Mau itu produk China, mau itu produk Amerika, bahkan produk Jepang sekalipun kalau hanya memberikan upeti recehan pada pemerintah, silakan menyingkir. 

Tak heran pemerintah kerap berkomentar "Ford harusnya bersedih hengkang dari Indonesia," atau "Ford hengkang karena tak punya pabrik," Sementara banyak merek lain yang tetap eksis meski tanpa pabrik, tapi mau sampai kapan? Hanya tinggal menunggu waktu.


Sekedar menjual mobil dibandingkan dengan memproduksi mobil, tentu upeti yang didapatkan pemerintah akan jauh lebih besar bagi siapa saja yang berinvestasi. Itu kenapa Wuling sampai begitu ambisius untuk memproduksi ratusan ribu unit mobil di Indonesia. 

Padahal, kepercayaan masyarakat yang minim terhadap produk China--apalagi untuk sebuah mobil, membuat kita bisa menebak, seberapa banyak sih Wuling bisa jualan untuk masyarakat Indonesia?

Tapi China begitu jeli melihat skema perdagangan global. Bertepatan dengan dibukanya kebijakan MEA, saat itu pula China membuka pabrik di Indonesia. Skema sederhananya seperti ini, kalaupun nantinya produk mereka tidak laku di Indonesia, ratusan ribu unit mobil tersebut bisa dibuang ke negara sesama MEA--kawasan ASEAN. 

Tak heran Wuling lebih bernyali dibanding Ford untuk mengucurkan banyak upeti bagi pemerintah. Tak heran juga, kenapa Ford pergi dan Wuling datang. Tak beda pesannya dengan proyek kereta cepat yang digarap China, bukan Jepang yang merupakan anggota TPP.

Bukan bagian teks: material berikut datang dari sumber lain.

PR #507, opened 2020-02-23
Fixes #29136 - unable to cancel-resume task from table

MariaAga:
When trying to click on the Cancel (or Resume) cell in the tasks table the task isn't cancelled and a toast error shows:  ' "undefined" Task cannot be cancelled at the moment.'


adamruzicka:
Thank you @MariaAga !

Untuk saat ini, mungkin Jepang masih bisa menutup mata dengan pergerakan otomotif China di Indonesia. Tapi dua tiga tahun kedepan, bahkan bisa saja tak lebih dari lima tahun, nasib produsen Jepang tak beda dengan Amerika saat ini di Indonesia. Sekali lagi, itu kalau Jepang hanya mau berdagang, tidak berkarya, berinovasi dan kompetitif.